Stored data entries
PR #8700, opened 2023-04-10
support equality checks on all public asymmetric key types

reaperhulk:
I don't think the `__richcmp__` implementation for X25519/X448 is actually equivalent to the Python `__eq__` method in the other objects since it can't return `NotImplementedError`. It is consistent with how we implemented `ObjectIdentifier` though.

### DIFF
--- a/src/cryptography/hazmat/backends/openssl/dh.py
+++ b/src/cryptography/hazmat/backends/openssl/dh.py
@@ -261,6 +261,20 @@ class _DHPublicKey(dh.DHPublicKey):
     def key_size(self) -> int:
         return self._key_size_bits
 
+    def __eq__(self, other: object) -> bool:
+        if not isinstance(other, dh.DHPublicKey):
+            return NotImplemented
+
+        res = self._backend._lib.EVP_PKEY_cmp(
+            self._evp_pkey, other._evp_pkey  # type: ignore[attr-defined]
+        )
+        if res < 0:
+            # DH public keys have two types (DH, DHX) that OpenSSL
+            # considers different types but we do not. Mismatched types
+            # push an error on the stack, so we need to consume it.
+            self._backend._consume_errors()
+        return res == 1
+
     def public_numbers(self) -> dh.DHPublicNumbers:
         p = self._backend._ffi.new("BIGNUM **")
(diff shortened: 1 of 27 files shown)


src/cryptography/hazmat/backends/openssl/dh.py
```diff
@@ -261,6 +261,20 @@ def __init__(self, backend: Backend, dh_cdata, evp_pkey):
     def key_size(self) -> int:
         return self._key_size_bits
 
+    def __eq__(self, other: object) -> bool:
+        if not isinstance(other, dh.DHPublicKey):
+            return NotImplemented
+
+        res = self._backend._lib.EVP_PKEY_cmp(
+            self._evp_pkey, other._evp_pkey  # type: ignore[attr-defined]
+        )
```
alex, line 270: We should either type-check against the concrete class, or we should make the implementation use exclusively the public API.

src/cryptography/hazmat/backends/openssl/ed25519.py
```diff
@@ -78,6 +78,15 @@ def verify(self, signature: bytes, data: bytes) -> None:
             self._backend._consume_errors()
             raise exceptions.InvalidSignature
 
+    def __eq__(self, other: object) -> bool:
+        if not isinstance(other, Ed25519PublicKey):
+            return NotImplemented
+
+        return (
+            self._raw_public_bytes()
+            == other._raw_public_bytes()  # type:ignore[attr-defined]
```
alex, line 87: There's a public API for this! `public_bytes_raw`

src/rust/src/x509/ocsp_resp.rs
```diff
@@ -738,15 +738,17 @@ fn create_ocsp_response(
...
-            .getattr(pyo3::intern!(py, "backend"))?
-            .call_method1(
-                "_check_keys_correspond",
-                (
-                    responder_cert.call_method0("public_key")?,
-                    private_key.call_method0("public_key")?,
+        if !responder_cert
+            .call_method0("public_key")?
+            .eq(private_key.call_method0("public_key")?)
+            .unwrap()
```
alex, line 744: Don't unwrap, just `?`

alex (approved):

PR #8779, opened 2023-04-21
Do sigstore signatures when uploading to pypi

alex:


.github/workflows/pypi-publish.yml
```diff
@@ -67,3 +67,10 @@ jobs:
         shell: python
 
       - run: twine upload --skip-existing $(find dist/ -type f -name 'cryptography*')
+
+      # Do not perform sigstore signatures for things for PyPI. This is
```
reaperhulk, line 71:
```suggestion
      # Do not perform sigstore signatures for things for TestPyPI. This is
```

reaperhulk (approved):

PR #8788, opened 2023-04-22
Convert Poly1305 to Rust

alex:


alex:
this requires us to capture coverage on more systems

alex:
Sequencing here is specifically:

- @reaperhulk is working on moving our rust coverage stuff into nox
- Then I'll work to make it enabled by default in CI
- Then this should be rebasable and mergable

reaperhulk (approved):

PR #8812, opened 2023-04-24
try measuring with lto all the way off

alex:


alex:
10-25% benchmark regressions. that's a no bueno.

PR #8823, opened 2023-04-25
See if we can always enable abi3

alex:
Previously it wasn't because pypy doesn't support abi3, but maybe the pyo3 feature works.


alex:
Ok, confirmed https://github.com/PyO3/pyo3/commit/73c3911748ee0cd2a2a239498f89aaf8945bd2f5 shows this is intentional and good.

# [TASK TO COMPLETE]
For this exercise, output exactly the lines above from the line with "this requires us" to the line with "- Then this should be rebasable and mergable", counting both, and leave out the rest.

# [OUTPUT FOR THIS TASK]
this requires us to capture coverage on more systems

alex:
Sequencing here is specifically:

- @reaperhulk is working on moving our rust coverage stuff into nox
- Then I'll work to make it enabled by default in CI
- Then this should be rebasable and mergable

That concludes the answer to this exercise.